[Stored items]
_ _ _ _ _
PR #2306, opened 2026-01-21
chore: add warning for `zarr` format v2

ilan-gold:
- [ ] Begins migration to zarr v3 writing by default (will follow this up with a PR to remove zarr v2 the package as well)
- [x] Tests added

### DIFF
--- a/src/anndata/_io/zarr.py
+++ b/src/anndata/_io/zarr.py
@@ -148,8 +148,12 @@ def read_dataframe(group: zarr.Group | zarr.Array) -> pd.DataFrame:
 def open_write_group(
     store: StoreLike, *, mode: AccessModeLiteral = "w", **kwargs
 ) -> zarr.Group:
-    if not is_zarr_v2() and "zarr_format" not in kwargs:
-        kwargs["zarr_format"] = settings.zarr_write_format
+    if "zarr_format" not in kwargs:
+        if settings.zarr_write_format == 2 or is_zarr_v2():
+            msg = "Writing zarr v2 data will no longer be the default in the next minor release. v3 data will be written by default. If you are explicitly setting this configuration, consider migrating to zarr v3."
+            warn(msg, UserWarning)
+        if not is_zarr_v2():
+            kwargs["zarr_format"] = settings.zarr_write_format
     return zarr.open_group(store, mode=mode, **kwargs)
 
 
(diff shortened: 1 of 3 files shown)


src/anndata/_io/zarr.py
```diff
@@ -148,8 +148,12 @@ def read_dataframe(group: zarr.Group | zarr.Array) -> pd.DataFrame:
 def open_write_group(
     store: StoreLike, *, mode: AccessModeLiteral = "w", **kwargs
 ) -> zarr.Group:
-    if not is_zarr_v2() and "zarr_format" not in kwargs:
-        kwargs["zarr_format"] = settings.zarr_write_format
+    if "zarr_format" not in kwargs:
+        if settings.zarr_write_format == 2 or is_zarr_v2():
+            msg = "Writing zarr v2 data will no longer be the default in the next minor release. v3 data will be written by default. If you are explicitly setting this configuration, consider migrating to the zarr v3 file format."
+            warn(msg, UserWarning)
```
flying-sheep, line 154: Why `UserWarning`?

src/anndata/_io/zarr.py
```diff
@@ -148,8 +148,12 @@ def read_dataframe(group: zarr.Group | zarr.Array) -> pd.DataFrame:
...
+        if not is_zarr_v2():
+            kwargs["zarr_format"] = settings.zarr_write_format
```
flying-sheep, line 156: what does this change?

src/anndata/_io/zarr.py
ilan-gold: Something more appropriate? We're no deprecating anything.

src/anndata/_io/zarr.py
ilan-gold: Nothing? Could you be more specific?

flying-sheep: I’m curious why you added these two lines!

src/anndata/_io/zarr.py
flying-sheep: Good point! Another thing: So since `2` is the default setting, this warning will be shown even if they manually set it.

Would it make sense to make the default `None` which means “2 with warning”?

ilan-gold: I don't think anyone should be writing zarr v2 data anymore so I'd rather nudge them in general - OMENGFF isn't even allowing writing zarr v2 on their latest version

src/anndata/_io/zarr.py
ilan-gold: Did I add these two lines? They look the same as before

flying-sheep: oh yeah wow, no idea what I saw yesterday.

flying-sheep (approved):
_ _ _ _ _
-- TASK REQUIREMENTS --
The complete data is to be transcribed verbatim.

-- COMPLETED TASK --
PR #2306, opened 2026-01-21
chore: add warning for `zarr` format v2

ilan-gold:
- [ ] Begins migration to zarr v3 writing by default (will follow this up with a PR to remove zarr v2 the package as well)
- [x] Tests added

### DIFF
--- a/src/anndata/_io/zarr.py
+++ b/src/anndata/_io/zarr.py
@@ -148,8 +148,12 @@ def read_dataframe(group: zarr.Group | zarr.Array) -> pd.DataFrame:
 def open_write_group(
     store: StoreLike, *, mode: AccessModeLiteral = "w", **kwargs
 ) -> zarr.Group:
-    if not is_zarr_v2() and "zarr_format" not in kwargs:
-        kwargs["zarr_format"] = settings.zarr_write_format
+    if "zarr_format" not in kwargs:
+        if settings.zarr_write_format == 2 or is_zarr_v2():
+            msg = "Writing zarr v2 data will no longer be the default in the next minor release. v3 data will be written by default. If you are explicitly setting this configuration, consider migrating to zarr v3."
+            warn(msg, UserWarning)
+        if not is_zarr_v2():
+            kwargs["zarr_format"] = settings.zarr_write_format
     return zarr.open_group(store, mode=mode, **kwargs)
 
 
(diff shortened: 1 of 3 files shown)


src/anndata/_io/zarr.py
```diff
@@ -148,8 +148,12 @@ def read_dataframe(group: zarr.Group | zarr.Array) -> pd.DataFrame:
 def open_write_group(
     store: StoreLike, *, mode: AccessModeLiteral = "w", **kwargs
 ) -> zarr.Group:
-    if not is_zarr_v2() and "zarr_format" not in kwargs:
-        kwargs["zarr_format"] = settings.zarr_write_format
+    if "zarr_format" not in kwargs:
+        if settings.zarr_write_format == 2 or is_zarr_v2():
+            msg = "Writing zarr v2 data will no longer be the default in the next minor release. v3 data will be written by default. If you are explicitly setting this configuration, consider migrating to the zarr v3 file format."
+            warn(msg, UserWarning)
```
flying-sheep, line 154: Why `UserWarning`?

src/anndata/_io/zarr.py
```diff
@@ -148,8 +148,12 @@ def read_dataframe(group: zarr.Group | zarr.Array) -> pd.DataFrame:
...
+        if not is_zarr_v2():
+            kwargs["zarr_format"] = settings.zarr_write_format
```
flying-sheep, line 156: what does this change?

src/anndata/_io/zarr.py
ilan-gold: Something more appropriate? We're no deprecating anything.

src/anndata/_io/zarr.py
ilan-gold: Nothing? Could you be more specific?

flying-sheep: I’m curious why you added these two lines!

src/anndata/_io/zarr.py
flying-sheep: Good point! Another thing: So since `2` is the default setting, this warning will be shown even if they manually set it.

Would it make sense to make the default `None` which means “2 with warning”?

ilan-gold: I don't think anyone should be writing zarr v2 data anymore so I'd rather nudge them in general - OMENGFF isn't even allowing writing zarr v2 on their latest version

src/anndata/_io/zarr.py
ilan-gold: Did I add these two lines? They look the same as before

flying-sheep: oh yeah wow, no idea what I saw yesterday.

flying-sheep (approved):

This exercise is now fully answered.